WORK REQUIRED:
Copy, from the listing, every line in which the string "skaffold" is present.

AVAILABLE DATA:
═══
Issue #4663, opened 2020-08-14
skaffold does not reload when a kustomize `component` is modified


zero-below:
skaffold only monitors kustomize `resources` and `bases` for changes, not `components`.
═══
EXERCISE RESPONSE:
skaffold does not reload when a kustomize `component` is modified
skaffold only monitors kustomize `resources` and `bases` for changes, not `components`.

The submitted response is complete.